Inclusion Criteria:

- Age 18 or older.

- Patient with at least 5 actinic keratoses of the face at Day 0.

- Patient was willing to use an adequate contraceptive method or was surgically
sterile, post menopausal, abstinent or with a same sex partner. Adequate means of
contraception included oral contraceptives, IUD in use for 30 days before Day 0,
barrier methods and spermicide in use at least 14 days before Day 0.

- Patient capable of giving informed consent.

Exclusion Criteria:

- Patient with allergy to methylaminolevulinate or any component of the vehicle which
includes peanut and almond oil.

- Patient with clinically significant sensitivity to visible light, porphyria or
porphyrin sensitivity.

- Patient used any topical treatment for actinic keratoses (including imiquimod and
5-fluouracil), on the face within 4 weeks preceding Day 0.

- Patient had cryotherapy or surgery on the face within 4 weeks preceding Day 0.

- Patient with any malignant skin lesion (such as basal cell carcinoma, invasive
squamous cell carcinoma or Bowen's disease) on the face at Day 0.
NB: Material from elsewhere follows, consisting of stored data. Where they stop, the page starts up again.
PR #780, opened 2015-09-15
Support hot reloading in the Groovy Console. Closes #778.

### LINKED ISSUE #778: Unable to reload Ratpack server from Groovy Console
Groovy Version: 2.4.3

Result: Get a `BindException`.

The issue is that the `ThreadLocal` here: https://github.com/ratpack/ratpack/blob/master/ratpack-groovy/src/main/java/ratpack/groovy/internal/StandaloneScriptBacking.java#L46 is returning `null`.

johnrengelman:
The issue stems from the fact that the Groovy Console starts a new
Thread for each invocation of the script in the console. Thus a
ThreadLocal won't contain a reference to the previous launch of the
server. We get around this by making the assumption that if the script
being launched is not backed by a physical file of some kind (as is the
case when running from the console), then we maintain a single JVM wide
static reference to the executed server. In all other cases, we use a
ThreadLocal as we can be fairly certain that the same thread is used to
initiated the original server and any reloads.

The limitiation of this approach is that when running from the Groovy
Console only a single RatpackServer can be launched as each subsequent
launch will shut down the previous server.

[Review on Reviewable](https://reviewable.io/reviews/ratpack/ratpack/780)

### DIFF
--- a/ratpack-groovy/src/main/java/ratpack/groovy/internal/StandaloneScriptBacking.java
+++ b/ratpack-groovy/src/main/java/ratpack/groovy/internal/StandaloneScriptBacking.java
@@ -30,11 +30,13 @@ import ratpack.util.Exceptions;
 import java.nio.file.Path;
 import java.util.Optional;
 import java.util.concurrent.atomic.AtomicReference;
+import java.util.function.Consumer;
 
 public class StandaloneScriptBacking implements Action<Closure<?>> {
 
   private final static AtomicReference<Action<? super RatpackServer>> CAPTURE_ACTION = new AtomicReference<>(null);
-  private final ThreadLocal<RatpackServer> running = new ThreadLocal<>();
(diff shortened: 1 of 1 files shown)


alkemist:
I see what you were saying now. I'm going to merge this and tweak it slightly. We can simplify this a little 

---

Review status: 0 of 1 files reviewed at latest revision, all discussions resolved, all commit checks successful.

---



Comments from the [review on Reviewable.io](https://reviewable.io:443/reviews/ratpack/ratpack/780)

alkemist:
Reviewed 1 of 1 files at r1.
Review status: :shipit: all files reviewed at latest revision, all discussions resolved, all commit checks successful.

---



Comments from the [review on Reviewable.io](https://reviewable.io:443/reviews/ratpack/ratpack/780)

- Patient used photodynamic therapy, with any topical or systemic photosensitizer
within 8 weeks preceding Day 0.

- Patient was exposed to excessive ultraviolet radiation (UVB phototherapy, sun tanning
salons) within the 4 weeks preceding Day 0.
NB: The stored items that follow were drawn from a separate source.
PR #785, opened 2015-09-23
Improve ContentCompressor

### LINKED ISSUE #784: Identity Accept-Encoding not always respected
Due to state being stored in the SmartHttpContentCompressor, it's possible for pipelined http requests with different Accept-Encoding headers to cause the identity encoding request to not be respected. 

Looking at further implementations of Compressors state is not normally used across encode and begineEncode, so we shouldn't do that anymore.

beckje01:
IgnorableHttpContentCompressor now acts like the SmartHttpContentCompressor but without state being saved in the class.

The content-encoding header with a value of identity is removed from the response to keep the same behavior as before.

This fixes #784

[Review on Reviewable](https://reviewable.io/reviews/ratpack/ratpack/785)


alkemist:
Reviewed 3 of 3 files at r1.
Review status: :shipit: all files reviewed at latest revision, all discussions resolved, all commit checks successful.

---



Comments from the [review on Reviewable.io](https://reviewable.io:443/reviews/ratpack/ratpack/785)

- Patient used any investigational drug within 4 weeks preceding Day 0.

- Patient with problems of alcoholism or drug abuse in the past year.

- Patient with any unstable or serious uncontrolled medical condition.

- Current pregnancy or lactation.

- Patient with any serious dermatological disorder, including malignancies that would
either put the patient at risk or interfere with efficacy or safety evaluations.

- Patient with Fitzpatrick phototype IV, V or VI (inadequate penetration of red light
in dark skinned subjects.

- Patients with extensive facial hair (e.g., beard) that would either impair red light
exposure or interfere with lesion evaluation.